Carlton Haywood Jr.
Carlton Haywood Jr., PhD, MA, is a core faculty member at the Johns Hopkins Berman Institute of Bioethics, associate faculty at the Welch Center for Prevention, Epidemiology, and Clinical Research, and an assistant professor in the Division of Hematology at the Johns Hopkins School of Medicine. Dr. Haywood recently received his doctorate in bioethics and health policy from the Johns Hopkins Bloomberg School of Public Health. Dr. Haywood received his undergraduate degree in religious studies (1999), and his master’s degree in bioethics (2003), from the University of Virginia. Dr. Haywood conducts empirical bioethics and health services research related to sickle cell disease. Additionally, Dr. Haywood is interested in the articulation of African American perspectives in bioethics. Dr. Haywood’s dissertation examined the association of patient-centered care with trust in the medical profession among adults with sickle cell disease. Dr. Haywood currently has a career development award (K01) from the National Heart, Lung, and Blood Institute (NHLBI) of the National Institutes for Health (NIH) to continue his studies of trust among sickle cell patients. Dr. Haywood’s dissertation and doctoral training were also funded by the NHLBI through a National Research Service Award. Dr. Haywood’s professional activities include involvement in sickle cell initiatives at the state and federal level. Dr. Haywood serves on Maryland’s Statewide Steering Committee on Services for Adults with Sickle Cell Disease. At the federal level, Dr. Haywood serves on a National Human Genome Research Institute sponsored working group charged with examining the evidence regarding the clinical implications of sickle cell carrier status. Dr. Haywood also serves as a member of the oversight steering committee for the Health Resources and Services Administration’s Sickle Cell Disease Treatment Demonstration Program.
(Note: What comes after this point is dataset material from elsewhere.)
PR #49, opened 2021-11-14
pcre2grep: remove JFRIEDL_DEBUG obsoleted code

carenas:


PhilipHazel:
How do you know that this code is obsolete? It is several years since I corresponded with Jeffrey Friedl, but he may well still be running tests.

BA, University of Virginia
MA, University of Virginia
PhD, Johns Hopkins University
1. Bediako, S. M., Lanzkron, S., Diener-West, M., Onojobi, G., Beach, M. C., & Haywood, C. (2014). The Measure of Sickle Cell Stigma: Initial findings from the Improving Patient Outcomes through Respect and Trust study. Journal of health psychology, 1359105314539530.
2. Haywood Jr, C., Bediako, S., Lanzkron, S., Diener-West, M., Strouse, J., Haythornthwaite, J., … & IMPORT Investigators. (2014). An unequal burden: Poor patient–provider communication and sickle cell disease. Patient education and counseling, 96(2), 159-164.
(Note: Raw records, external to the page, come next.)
Issue #54, opened 2021-11-21
allow NULL to be considered as "" if used together with a length of 0


carenas:
I usually prefer to support `ptr:NULL, length:0` for string manipulations (all `string.h` functions support it) but it looks like this is not the case for pcre2. I wouldn't mind supporting it though.

_Originally posted by @zherczeg in https://github.com/PhilipHazel/pcre2/issues/53#issuecomment-974762207_

PhilipHazel:
The original intention for PCRE2 was that NULL always gives an error, whatever the length, for both patterns and subjects, whereas an empty string is of course a valid pattern and a valid subject. If NULL with zero length is supported as an empty subject, it should also be supported as a pattern, and as a replacement string in pcre2_substitute() (and any others I've overlooked) for consistency. Is it really worth doing this work? How much would such a feature be used?

zherczeg:
In most system, don't supporting it requires effort, not supporting it :) Anyway, it is definitely not worth to spending much effort on it.

ltrzesniewski:
I brought that up because in C#, `ReadOnlySpan<char>.Empty` is a struct which contains a NULL pointer and a zero length, and PCRE2 didn't like that kind of input, which surprised me. I had to [special-case](https://github.com/ltrzesniewski/pcre-net/blob/2d4c01f625e49ef0d6d9ad7f27f5d1ff236c3340/src/PCRE.NET/Internal/InternalRegex.cs#L211-L212) this in PCRE.NET, and I thought maybe other people stumbled upon it as well.

I don't know if I'd even call that a feature, it just seemed like a small inconsistency to me. I can send a PR to support this later on if you deem it's worth the trouble.

carenas:
> The original intention for PCRE2 was that NULL always gives an error, whatever the length

I think this makes sense design wise, and the only interface that is currently missing AFAIK (other than the fixes needed so that we don't crash instead) is the use of NULL for the replacement string in pcre2_substitute, which is not documented/coded to return PCRE2_NULL_ERROR.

3. Haywood, C., Diener-West, M., Strouse, J., Carroll, C. P., Bediako, S., Lanzkron, S., … & IMPORT Investigators. (2014). Perceived discrimination in health care is associated with a greater burden of pain in sickle cell disease. Journal of pain and symptom management, 48(5), 934-943.
4. Haywood, C., Lanzkron, S., Diener-West, M., Haythornthwaite, J., Strouse, J. J., Bediako, S., … & Beach, M. C. (2014). Attitudes toward clinical trials among patients with sickle cell disease. Clinical Trials, 11(3), 275-283.
5. Elander, J., Beach, M. C., & Haywood Jr, C. (2011). Respect, trust, and the management of sickle cell disease pain in hospital: comparative analysis of concern-raising behaviors, preliminary model, and agenda for international collaborative research to inform practice. Ethnicity & health, 16(4-5), 405-421.
6. Dampier, C., Haywood, C., & Lantos, J. (2011). A “Narcotics Contract” for a Patient With Sickle Cell Disease and Chronic Pain. Pediatrics, 128(1), 127-131.
7. Carroll, C. P., Haywood, C., & Lanzkron, S. (2011). Prediction of onset and course of high hospital utilization in sickle cell disease. Journal of Hospital Medicine, 6(5), 248-255.
8. Butrick, M., Roter, D., Kaphingst, K., Erby, L. H., Haywood, C., Beach, M. C., & Levy, H. P. (2011). Patient reactions to personalized medicine vignettes: An experimental design. Genetics in Medicine, 13(5), 421-428.
9. Haywood Jr, C., Lanzkron, S., Hughes, M. T., Brown, R., Massa, M., Ratanawongsa, N., & Beach, M. C. (2011). A video-intervention to improve clinician attitudes toward patients with sickle cell disease: the results of a randomized experiment. Journal of general internal medicine, 26(5), 518-523.
10. Haywood, C., Beach, M. C., Bediako, S., Carroll, C. P., Lattimer, L., Jarrett, D., & Lanzkron, S. (2011). Examining the characteristics and beliefs of hydroxyurea users and nonusers among adults with sickle cell disease. American journal of hematology, 86(1), 85-87.